Supplied records
PR #3962, opened 2026-03-02
feat(authserver): add OAuth 2.0 client_credentials grant support for M2M clients

RobertWi:
## Summary

Add `client_credentials` grant type support to ToolHive's built-in OAuth authorization server, enabling machine-to-machine (M2M) authentication as recommended by the [MCP specification (2025-03-26)](https://modelcontextprotocol.io/specification/2025-03-26/basic/authorization#oauth-grant-types).

## Motivation

The MCP spec explicitly recommends `client_credentials` for non-human clients:

> MCP servers **SHOULD** support the OAuth grant types that best align with the intended audience. For instance:
> 1. Authorization Code: useful when the client is acting on behalf of a (human) end user.
> 2. Client Credentials: the client is another application (not a human)

PR #3425 correctly blocked `client_credentials` in DCR because the server couldn't fulfill it at the time. This PR implements the capability, then updates the allowlist.

### Production code (5 files, ~100 lines)

- **`server_impl.go`**: Wire `OAuth2ClientCredentialsGrantFactory` into fosite composition (1 line)
- **`registration/dcr.go`**: Support confidential client registration — `redirect_uris` optional for `client_credentials`-only clients, `client_secret_basic`/`client_secret_post` auth methods accepted, secret generation
- **`handlers/dcr.go`**: Generate and return `client_secret` for confidential clients in DCR response
- **`handlers/token.go`**: Populate session subject with client ID for `client_credentials` grants so JWT has meaningful `sub` claim
- **`handlers/discovery.go`**: Advertise `client_credentials` grant and `client_secret_basic`/`client_secret_post` in OAuth AS + OIDC discovery metadata

### Storage / Authorization

No changes needed. The existing storage interface already satisfies fosite's requirements for `client_credentials`. Cedar authorization naturally handles `Client::` principals derived from the `sub` claim.

### Tests (5 files, ~340 lines)

- Updated DCR validation tests: flipped `client_credentials` rejection cases to success, added 6 new confidential client test cases
- Updated token handler tests: fixed unsupported grant type test, added 3 new `client_credentials` tests (success, wrong secret, resource parameter)
- Updated discovery tests: added `client_credentials` + auth method assertions
- Added 3 integration tests: basic flow with JWT claim validation, RFC 8707 audience binding, wrong secret rejection

## Test Evidence

Full test suite with race detector — all 10 authserver packages pass:

```
$ go test ./pkg/authserver/... -count=1 -race

ok  	github.com/stacklok/toolhive/pkg/authserver	5.844s
ok  	github.com/stacklok/toolhive/pkg/authserver/runner	1.350s
ok  	github.com/stacklok/toolhive/pkg/authserver/server	1.666s
ok  	github.com/stacklok/toolhive/pkg/authserver/server/crypto	2.011s
ok  	github.com/stacklok/toolhive/pkg/authserver/server/handlers	7.307s
ok  	github.com/stacklok/toolhive/pkg/authserver/server/keys	1.360s
ok  	github.com/stacklok/toolhive/pkg/authserver/server/registration	3.573s
ok  	github.com/stacklok/toolhive/pkg/authserver/server/session	1.178s
ok  	github.com/stacklok/toolhive/pkg/authserver/storage	3.477s
ok  	github.com/stacklok/toolhive/pkg/authserver/upstream	2.098s
```

New tests added by this PR — all pass:

```
--- PASS: TestIntegration_ClientCredentials_BasicFlow (0.20s)
--- PASS: TestIntegration_ClientCredentials_WithAudience (0.20s)
--- PASS: TestIntegration_ClientCredentials_WrongSecret (0.34s)
--- PASS: TestTokenHandler_ClientCredentials_Success (0.17s)
--- PASS: TestTokenHandler_ClientCredentials_WrongSecret (0.15s)
--- PASS: TestTokenHandler_ClientCredentials_WithResource (0.15s)
```

`go vet ./pkg/authserver/...` — clean, no findings.

## Backward Compatibility

Fully backward compatible. Existing public client registrations and `authorization_code` flows are unaffected:
- `defaultGrantTypes` for empty DCR requests remain `["authorization_code", "refresh_token"]`
- Public client validation logic is unchanged (just moved into an `else` branch)
- All existing tests pass without modification (only the two tests that explicitly tested `client_credentials` rejection were updated)

## Diff Stats

```
 10 files changed, 436 insertions(+), 65 deletions(-)
```

### DIFF
--- a/pkg/authserver/integration_test.go
+++ b/pkg/authserver/integration_test.go
@@ -22,6 +22,7 @@ import (
 	"github.com/ory/fosite"
 	"github.com/stretchr/testify/assert"
 	"github.com/stretchr/testify/require"
+	"golang.org/x/crypto/bcrypt"
 
 	servercrypto "github.com/stacklok/toolhive/pkg/authserver/server/crypto"
 	"github.com/stacklok/toolhive/pkg/authserver/server/keys"
@@ -35,6 +36,9 @@ const (
 	testRedirectURI = "http://localhost:8080/callback"
 	testIssuer      = "http://localhost"
 	testAudience    = "https://mcp.example.com"
+
+	testConfidentialClientID     = "test-confidential-client"
+	testConfidentialClientSecret = "test-confidential-secret"
 
 	// testAccessTokenLifetime is the configured access token lifetime in setupTestServer.
 	testAccessTokenLifetime = time.Hour
@@ -51,6 +55,7 @@ type testServerOptions struct {
 	upstream            upstream.OAuth2Provider
 	scopes              []string
 	accessTokenLifespan time.Duration
+	confidentialClient  bool
 }
 
 // testServerOption is a functional option for test server setup.
@@ -74,6 +79,13 @@ func withScopes(scopes []string) testServerOption {
 func withAccessTokenLifespan(d time.Duration) testServerOption {
 	return func(opts *testServerOptions) {
 		opts.accessTokenLifespan = d
+	}
+}
+
+// withConfidentialClient registers a confidential client for client_credentials testing.
+func withConfidentialClient() testServerOption {
+	return func(opts *testServerOptions) {
+		opts.confidentialClient = true
 	}
 }
 
@@ -137,6 +149,22 @@ func setupTestServer(t *testing.T, opts ...testServerOption) *testServer {
 		Public:        true,
 	})
 	require.NoError(t, err)
+
+	// Optionally register a confidential client for client_credentials testing
+	if options.confidentialClient {
+		hashedSecret, err := bcrypt.GenerateFromPassword([]byte(testConfidentialClientSecret), bcrypt.DefaultCost)
+		require.NoError(t, err)
+		err = stor.RegisterClient(ctx, &fosite.DefaultClient{
+			ID:            testConfidentialClientID,
+			Secret:        hashedSecret,
+			RedirectURIs:  nil,
+			ResponseTypes: nil,
+			GrantTypes:    []string{"client_credentials"},
+			Scopes:        []string{"openid"},
+			Public:        false,
+		})
+		require.NoError(t, err)
+	}
 
 	// 5. Build upstream config for newServer
 	// When no upstream is provided, use a dummy config that satisfies validation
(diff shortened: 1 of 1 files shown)


JAORMX:
Thanks for putting this together, @RobertWi. M2M auth is a real gap and the code is well-structured. However, after reviewing against the current MCP spec and OAuth security best practices, I have concerns about the overall approach.

The spec reference is outdated. The PR cites the 2025-03-26 MCP spec, but the latest (2025-11-25) moved client_credentials to an optional draft extension in a separate repo. See SEP-1046 for background.

DCR + client_credentials contradicts the extension spec. The extension explicitly states: "Dynamic Client Registration is not used in this flow. All credentials must be pre-registered through out-of-band administrative channels." This PR does the opposite: anyone who can reach the unauthenticated DCR endpoint can register a confidential client and immediately get tokens with zero human involvement. That's a fundamental change in security posture.

No principal differentiation. M2M tokens get sub=<client_id> (UUID), same format as user tokens. Cedar policies can't distinguish machine from human principals, so existing permit(principal, ...) rules would authorize both identically.

Mixed grant types edge case. Registering with ["authorization_code", "client_credentials"] creates a public client (no secret) that can never actually use client_credentials. Fosite blocks this at token time, but it creates dead-letter configs. RFC 7591 Section 5 explicitly warns against combining these.

If we want this (and I think we eventually should!), the approach should align with the extension spec:
1. Pre-registered confidential clients only (admin-created, not through unauthenticated DCR)
2. Reference the actual extension spec, not the outdated core spec
3. Differentiate M2M principals in Cedar
4. Consider waiting for the extension to move past draft status

Happy to discuss the right path forward!

RobertWi:
Thanks for the detailed review @JAORMX — sorry for the slow reply, needed to step back and do more homework on this.

You're right that my approach was off. I was trying to solve a practical problem — getting AI agents authenticated to MCP servers — and jumped to implementation without fully understanding where the spec landed. The unauthenticated DCR path was the wrong call, especially for the K8s case.

I've since dug into SEP-1046 and see it was accepted and landed as a draft extension in the `ext-auth` repo. So it seems like an agreed direction, though I'm not plugged into when (or if) it'll move past draft. That's part of my uncertainty here.

From what I can tell, there's currently no M2M auth path at all in ToolHive — agents simply can't authenticate programmatically. For my use case (fleet of agents in K8s), that's a blocker.

Given your feedback, is it feasible to move forward with something that aligns with the extension spec? I'm thinking along these lines:

- **Operator-provisioned credentials** — instead of agents registering themselves via DCR, the operator creates and injects client credentials when deploying a workload. Similar to how K8s handles ServiceAccount tokens — the workload doesn't request its own identity, the platform provisions it. The operator already manages the lifecycle of MCP servers, so it's a natural place to also manage which agents get credentials to talk to them.
- **Separate identity model for machine principals** — so Cedar can structurally tell human and machine apart, not just a flag on the same token format.
- **Support JWT assertions and client secrets** as the extension spec describes.

Happy to rework this or close it — just want to understand if there's a viable path forward.

jhrozek:
You're referring to is https://github.com/modelcontextprotocol/ext-auth/blob/main/specification/draft/oauth-client-credentials.mdx right?

I'm curious to know how does your deployment mental model look like? In general when it comes to the MCP side of things, toolhive only mandates that there is a bearer token that authenticates the caller and that it can be verified against a known issuer. The token doesn't have to come from the toolhive AS.

That extension doesn't change that, it's just about how the client retrieves the credentials and that's really up to the client and the authorization server. Depending on the authorization server you use it might already be supported (Keycloak, Entra and Okta already do). So I wonder if any changes on the toolhive side are needed at all or if the setup is more about wiring an existing external AS and provisioning clients?

About toolhive's AS - I'm not sure adding the client_credentials flow there is a good idea or maybe I'm not understanding how it would work. One change would be to run the AS standalone without proxying to upstreams (right now the AS is meant to function as a proxy). The other change would be to create some kind of a management channel to pre-create the clients. All in all I don't see the value in extending the toolhive AS this way, honestly.

jhrozek:
>  One change would be to run the AS standalone without proxying to upstreams (right now the AS is meant to function as a proxy). The other change would be to create some kind of a management channel to pre-create the clients. All in all I don't see the value in extending the toolhive AS this way, honestly.

the standalone AS use-case is not as problematic of a change if we see any use for it but the client management API is a big pull. I'd rather just skip ahead to using a SPIFFE bridge where you just trust the SPIFFE trust domain instead of having to manage clients yourself.

JAORMX:
Hey @RobertWi, thanks for the thoughtful follow-up and for digging into SEP-1046. The conversation here with @jhrozek has been really useful.

So... I think at this point we're past what a single PR can answer. There are real design questions here: whether we extend the toolhive AS at all, whether an external AS (Keycloak, Entra, Okta) is the right path, whether a SPIFFE bridge makes more sense, and how we differentiate machine principals in Cedar. These are architectural decisions that affect the whole auth story.

I'd suggest we move this to an RFC. That way we can lay out the options, get input from more folks, and land on an approach before writing code. Would you be up for drafting one? You clearly have a good handle on the problem space. We can use the discussion here as a starting point.

Note that I'm not closing this PR... just suggesting we figure out the "what" before the "how." Happy to help shape the RFC if useful!

RobertWi:
After sitting with all your feedback, I think this should be closed — wrong solution to a real problem. Let me walk through how I ended up here.

1. Deployed `VirtualMCPServer` with `outgoingAuth: source: discovered` against OIDC-protected backends. Everything came back 401 — vMCP had no way to get tokens for its own backends.

2. Dug into `MCPExternalAuthConfig` looking for a way to wire client_credentials. None of the existing strategies fit — `tokenExchange` needs an incoming token, `bearerToken` is static, etc.

3. Found the TODO in `validator.go:192` — `"client_credentials"` listed as a future strategy.

4. That's where I made the wrong call. Instead of requesting the missing *outgoing auth strategy*, I jumped to adding `client_credentials` to the *authserver* — a different component that wouldn't have actually solved my problem.

@JAORMX @jhrozek — you were right to push back.

Thanks for the time you put into reviewing this. Closing.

Work request
Return only the exact lines from the opening of the records through the line that contains "(not a human)", both included.

Answer to the problem
PR #3962, opened 2026-03-02
feat(authserver): add OAuth 2.0 client_credentials grant support for M2M clients

RobertWi:
## Summary

Add `client_credentials` grant type support to ToolHive's built-in OAuth authorization server, enabling machine-to-machine (M2M) authentication as recommended by the [MCP specification (2025-03-26)](https://modelcontextprotocol.io/specification/2025-03-26/basic/authorization#oauth-grant-types).

## Motivation

The MCP spec explicitly recommends `client_credentials` for non-human clients:

> MCP servers **SHOULD** support the OAuth grant types that best align with the intended audience. For instance:
> 1. Authorization Code: useful when the client is acting on behalf of a (human) end user.
> 2. Client Credentials: the client is another application (not a human)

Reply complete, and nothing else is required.